◆ Data shown:
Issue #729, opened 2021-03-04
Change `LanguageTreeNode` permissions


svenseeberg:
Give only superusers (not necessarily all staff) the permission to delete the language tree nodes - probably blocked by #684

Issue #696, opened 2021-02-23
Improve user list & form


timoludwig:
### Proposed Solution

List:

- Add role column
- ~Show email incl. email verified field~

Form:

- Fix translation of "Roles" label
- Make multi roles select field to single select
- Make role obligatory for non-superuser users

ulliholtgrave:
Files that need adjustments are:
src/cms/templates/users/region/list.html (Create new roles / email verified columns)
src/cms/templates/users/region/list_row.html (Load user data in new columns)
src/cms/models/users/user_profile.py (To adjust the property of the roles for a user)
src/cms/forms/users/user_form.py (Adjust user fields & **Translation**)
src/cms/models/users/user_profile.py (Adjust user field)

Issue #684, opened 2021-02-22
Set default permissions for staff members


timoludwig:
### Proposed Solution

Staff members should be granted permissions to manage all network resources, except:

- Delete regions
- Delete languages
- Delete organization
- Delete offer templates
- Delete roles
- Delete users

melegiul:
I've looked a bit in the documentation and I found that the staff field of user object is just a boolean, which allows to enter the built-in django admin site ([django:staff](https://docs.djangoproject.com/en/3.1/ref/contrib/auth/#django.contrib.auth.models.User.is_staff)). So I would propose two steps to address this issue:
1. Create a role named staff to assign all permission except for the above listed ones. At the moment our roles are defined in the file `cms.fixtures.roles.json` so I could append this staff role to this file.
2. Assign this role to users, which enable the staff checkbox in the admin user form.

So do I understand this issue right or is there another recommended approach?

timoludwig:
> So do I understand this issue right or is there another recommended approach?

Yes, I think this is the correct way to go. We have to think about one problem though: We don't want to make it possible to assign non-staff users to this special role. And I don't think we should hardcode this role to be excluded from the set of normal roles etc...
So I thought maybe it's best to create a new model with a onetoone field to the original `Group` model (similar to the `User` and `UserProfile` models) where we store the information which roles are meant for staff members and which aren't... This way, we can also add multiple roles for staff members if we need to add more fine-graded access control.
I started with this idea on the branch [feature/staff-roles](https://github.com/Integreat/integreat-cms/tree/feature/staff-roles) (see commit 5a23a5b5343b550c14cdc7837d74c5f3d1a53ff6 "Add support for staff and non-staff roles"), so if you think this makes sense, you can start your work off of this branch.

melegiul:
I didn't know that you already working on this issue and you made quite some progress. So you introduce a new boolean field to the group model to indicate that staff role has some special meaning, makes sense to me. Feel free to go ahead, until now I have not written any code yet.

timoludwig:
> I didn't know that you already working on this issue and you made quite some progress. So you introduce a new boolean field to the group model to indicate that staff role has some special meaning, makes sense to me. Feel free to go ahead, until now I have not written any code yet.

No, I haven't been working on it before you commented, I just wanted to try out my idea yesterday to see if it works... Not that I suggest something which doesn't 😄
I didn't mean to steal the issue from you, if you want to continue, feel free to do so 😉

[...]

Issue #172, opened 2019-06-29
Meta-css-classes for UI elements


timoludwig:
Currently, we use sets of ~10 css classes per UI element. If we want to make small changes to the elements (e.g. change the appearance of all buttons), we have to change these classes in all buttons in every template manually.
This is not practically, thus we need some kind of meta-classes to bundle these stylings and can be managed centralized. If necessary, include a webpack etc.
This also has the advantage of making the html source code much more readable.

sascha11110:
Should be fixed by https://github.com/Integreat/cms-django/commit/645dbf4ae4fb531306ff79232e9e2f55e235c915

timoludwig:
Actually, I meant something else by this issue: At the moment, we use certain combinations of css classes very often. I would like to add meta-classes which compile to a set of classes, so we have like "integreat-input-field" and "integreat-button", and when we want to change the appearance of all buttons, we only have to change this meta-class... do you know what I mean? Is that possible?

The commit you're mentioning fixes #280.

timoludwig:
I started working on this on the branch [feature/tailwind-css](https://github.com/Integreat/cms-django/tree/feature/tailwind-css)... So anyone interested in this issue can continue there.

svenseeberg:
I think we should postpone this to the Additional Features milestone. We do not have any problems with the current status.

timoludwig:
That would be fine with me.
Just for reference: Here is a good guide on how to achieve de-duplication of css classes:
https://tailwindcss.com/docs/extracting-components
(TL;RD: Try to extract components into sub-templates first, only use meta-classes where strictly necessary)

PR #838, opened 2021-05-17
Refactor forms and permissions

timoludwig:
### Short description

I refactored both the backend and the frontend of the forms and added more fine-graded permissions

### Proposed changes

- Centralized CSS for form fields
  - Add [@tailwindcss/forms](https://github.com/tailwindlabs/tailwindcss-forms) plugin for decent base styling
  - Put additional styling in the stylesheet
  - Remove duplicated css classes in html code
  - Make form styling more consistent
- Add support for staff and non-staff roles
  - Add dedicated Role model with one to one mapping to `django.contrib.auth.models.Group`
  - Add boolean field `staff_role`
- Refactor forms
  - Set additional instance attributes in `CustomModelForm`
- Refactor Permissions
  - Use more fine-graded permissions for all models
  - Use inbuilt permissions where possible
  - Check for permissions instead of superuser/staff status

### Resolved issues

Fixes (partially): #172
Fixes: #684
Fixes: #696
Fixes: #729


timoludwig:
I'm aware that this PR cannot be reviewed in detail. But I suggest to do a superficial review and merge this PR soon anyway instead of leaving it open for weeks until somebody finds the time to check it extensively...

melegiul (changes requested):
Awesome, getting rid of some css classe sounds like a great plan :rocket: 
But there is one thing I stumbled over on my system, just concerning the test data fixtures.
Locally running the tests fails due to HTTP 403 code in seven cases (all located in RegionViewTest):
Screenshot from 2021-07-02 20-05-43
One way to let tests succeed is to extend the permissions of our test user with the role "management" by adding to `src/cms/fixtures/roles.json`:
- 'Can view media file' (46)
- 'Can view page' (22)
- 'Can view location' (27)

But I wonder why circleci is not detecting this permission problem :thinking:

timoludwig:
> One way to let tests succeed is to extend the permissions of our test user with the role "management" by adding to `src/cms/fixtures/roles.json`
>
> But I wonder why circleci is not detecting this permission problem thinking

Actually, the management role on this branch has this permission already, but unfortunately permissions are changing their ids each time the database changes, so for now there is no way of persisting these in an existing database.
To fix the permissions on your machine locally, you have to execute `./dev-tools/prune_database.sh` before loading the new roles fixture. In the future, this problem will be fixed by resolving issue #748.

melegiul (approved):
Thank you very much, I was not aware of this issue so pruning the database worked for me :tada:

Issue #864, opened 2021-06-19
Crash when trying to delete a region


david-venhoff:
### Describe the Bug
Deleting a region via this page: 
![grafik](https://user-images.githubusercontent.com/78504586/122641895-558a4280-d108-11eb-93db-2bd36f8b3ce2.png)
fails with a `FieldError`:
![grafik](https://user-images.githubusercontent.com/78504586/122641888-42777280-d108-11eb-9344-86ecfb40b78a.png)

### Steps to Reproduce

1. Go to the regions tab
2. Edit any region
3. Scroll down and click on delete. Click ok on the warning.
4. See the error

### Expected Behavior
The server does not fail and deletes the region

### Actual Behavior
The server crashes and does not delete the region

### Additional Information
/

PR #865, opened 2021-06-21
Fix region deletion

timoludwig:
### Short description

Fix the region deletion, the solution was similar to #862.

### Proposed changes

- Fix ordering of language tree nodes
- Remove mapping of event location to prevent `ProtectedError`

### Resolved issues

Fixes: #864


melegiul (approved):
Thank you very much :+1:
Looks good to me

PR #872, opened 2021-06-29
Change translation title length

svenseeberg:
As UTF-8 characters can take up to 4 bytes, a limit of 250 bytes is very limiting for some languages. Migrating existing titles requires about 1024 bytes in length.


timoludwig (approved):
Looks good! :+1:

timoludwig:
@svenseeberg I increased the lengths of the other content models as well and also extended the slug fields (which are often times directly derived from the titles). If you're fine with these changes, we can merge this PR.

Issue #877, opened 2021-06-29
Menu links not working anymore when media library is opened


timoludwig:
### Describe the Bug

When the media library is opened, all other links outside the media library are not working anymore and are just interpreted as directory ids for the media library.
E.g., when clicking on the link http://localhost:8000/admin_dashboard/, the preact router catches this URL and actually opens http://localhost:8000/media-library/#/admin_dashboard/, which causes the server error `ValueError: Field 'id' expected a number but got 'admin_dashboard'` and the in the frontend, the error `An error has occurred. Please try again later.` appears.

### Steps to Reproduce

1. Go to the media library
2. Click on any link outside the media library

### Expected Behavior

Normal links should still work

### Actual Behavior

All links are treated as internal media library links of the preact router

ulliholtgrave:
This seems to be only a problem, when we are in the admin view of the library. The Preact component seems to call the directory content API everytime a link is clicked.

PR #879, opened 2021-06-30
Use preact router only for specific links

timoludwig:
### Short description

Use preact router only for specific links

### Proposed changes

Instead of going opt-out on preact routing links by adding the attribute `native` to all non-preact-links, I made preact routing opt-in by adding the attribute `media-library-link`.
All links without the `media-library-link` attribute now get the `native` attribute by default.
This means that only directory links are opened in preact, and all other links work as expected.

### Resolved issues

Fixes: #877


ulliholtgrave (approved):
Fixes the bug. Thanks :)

◆ Exercise instructions:
Show every line from the entries that includes the word "understand".

◆ Answer area:
So do I understand this issue right or is there another recommended approach?
> So do I understand this issue right or is there another recommended approach?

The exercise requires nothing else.